Don’t make workers pay for sickness

The government has said that any worker who is required to go into self-isolation or quarantine, or who falls ill, will be entitled to Statutory Sick Pay (SSP).

But because two million of the lowest paid workers in Britain don’t currently have the right to SSP, many may find themselves struggling to make ends meet.

Some of those will be workers in our hospitals, particularly in cleaning, catering and security roles. By staying in work they could be putting their own, their colleagues and their families’ lives at risk.

Even for those who are eligible, the payment is still too low at just £94.25 a week. Wetherspoon bosses have told workers that the normal rules for SSP will apply even if they are ordered into quarantine by the government.

All workers—regardless of income or contract—should get adequate sick pay from the first day of absence.

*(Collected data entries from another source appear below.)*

PR #1062, opened 2020-12-22
Have a more descriptive artifact error message

### LINKED ISSUE #3387: File System Exporter should have an option to generate listing files
When Katello uses the File System exporter it does not generate the listing files in CDN directory structure. Katello does not directly have access to the pulp's content directories. Due to this it is not able to easily generate `Listing` files. It relies right now on the hammer export command being run from the same machine as pulp.

Pulp exporter should ideally have an option or a flag to generate `listing` files when fs exporter is run.

Couple of things to consider here 
- This is only relevant to YUM/KS repos
- This probably only useful for certain Yum repos. But a flag in the exporter would take care of that.

daviddavis:
fixes #3387

### DIFF
--- a/pulpcore/app/serializers/content.py
+++ b/pulpcore/app/serializers/content.py
@@ -1,4 +1,3 @@
-import hashlib
 from gettext import gettext as _
 
 from django.db import transaction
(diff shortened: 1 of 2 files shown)


daviddavis:
It appears that the ordering of checksums here is not deterministic somehow. Sometimes I get `Artifact with sha256 checksum of '...' already exists.` while other times I get `Artifact with sha384 checksum of '...' already exists.`

daviddavis:
The problem is that `hashlib.algorithms_guaranteed` returns a set which isn't ordered (and so therefore the error message one gets is nondeterministic). I solved it by iterating through `Artifact.DIGEST_FIELDS`.

ipanova:
@daviddavis we have just recently discussed this topic a bit specifically how to improve the upload experience. I am hoping that we can instead handle dup artifact during the upload and not  fail with any of the errors but just return href to the existing artifact. Here is a story with more info https://pulp.plan.io/issues/7791and https://pulp.plan.io/issues/7114. What do you think?

daviddavis:
@ipanova thanks. I knew about 7114 but hadn't seen the discussion on 7791. I left some comments.

ipanova:
> @ipanova thanks. I knew about 7114 but hadn't seen the discussion on 7791. I left some comments.

ty, your observation about backwards incompatible change of return code is valid, i have updated the issue accordingly.

mdellweg (approved):

ipanova (approved):

CHANGES/3387.feature
```diff
@@ -0,0 +1 @@
+Updated duplicate artifact error message to be more descriptive.
```
ipanova, line 1: I would probably keep just one entry log.

pulpcore/app/serializers/content.py
```diff
@@ -219,24 +218,24 @@ def validate(self, data):
...
-                    data[algorithm] = digest
-                if algorithm in models.Artifact.RELIABLE_DIGEST_FIELDS:
-                    validator = UniqueValidator(
-                        models.Artifact.objects.all(),
-                        message=_("{0} checksum must be unique.").format(algorithm),
-                    )
-                    validator.instance = None
-
-                    validator(digest, self.fields[algorithm])
+        for algorithm in reversed(models.Artifact.DIGEST_FIELDS):
```
ipanova, line 221: out of curiosity question,  any reason to use reversed() here? digest_fields is a list so  message should not change as it was changing with algorithms_guaranteed which was a set?

ipanova: probably because of perf reasons since we started with the weakest alg

daviddavis: Yea, so like right now you can get one of a variety of different error messages depending on the order of checksum types. With this change, you will always get the same error message with the same checksum type. Without this reverse, it starts at the highest so the error message would be with sha512. However, with the reversed, you get the lowest unique checksum sha256. sha256 seems like the more useful checksum to display to the user since it's how we identify artifacts on the filesystem, file content, etc.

Health workers in Oxfordshire are so concerned about the way even NHS employers are responding that their Unison union has passed a motion demanding workers’ rights are protected.

It insists on mass training for NHS staff in how to prevent infections from spreading.

And the union also demands that any illness related to the virus is not counted as part of normal sickness absence.

They also demand that staff who have to leave work to care for children if schools are closed by the virus continue to receive their normal pay.

Every worker should take action to win such demands.